(Stored data)
..............................

PR #34, opened 2025-03-07
Misc fixes

str4d:


zallet/src/components/json_rpc/server/error.rs
```diff
@@ -51,6 +51,40 @@ pub enum LegacyCode {
...
+    WalletPassphraseIncorrect = -14,
+    /// Command given in wrong wallet encryption state (encrypting an encrypted wallet etc.)
+    WalletWrongEncState = -15,
+    /// Failed to encrypt the wallet
+    WalletEncryptionFailed = -16,
+    /// Wallet is already unlocked
+    WalletAlreadyUnlocked = -17,
+    /// User must acknowledge backup of the mnemonic seed.
+    WalletBackupRequired = -18,
+}
```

..............................

Whatever the entries above contain, reproduce all of them exactly.

PR #34, opened 2025-03-07
Misc fixes

str4d:


zallet/src/components/json_rpc/server/error.rs
```diff
@@ -51,6 +51,40 @@ pub enum LegacyCode {
...
+    WalletPassphraseIncorrect = -14,
+    /// Command given in wrong wallet encryption state (encrypting an encrypted wallet etc.)
+    WalletWrongEncState = -15,
+    /// Failed to encrypt the wallet
+    WalletEncryptionFailed = -16,
+    /// Wallet is already unlocked
+    WalletAlreadyUnlocked = -17,
+    /// User must acknowledge backup of the mnemonic seed.
+    WalletBackupRequired = -18,
+}
```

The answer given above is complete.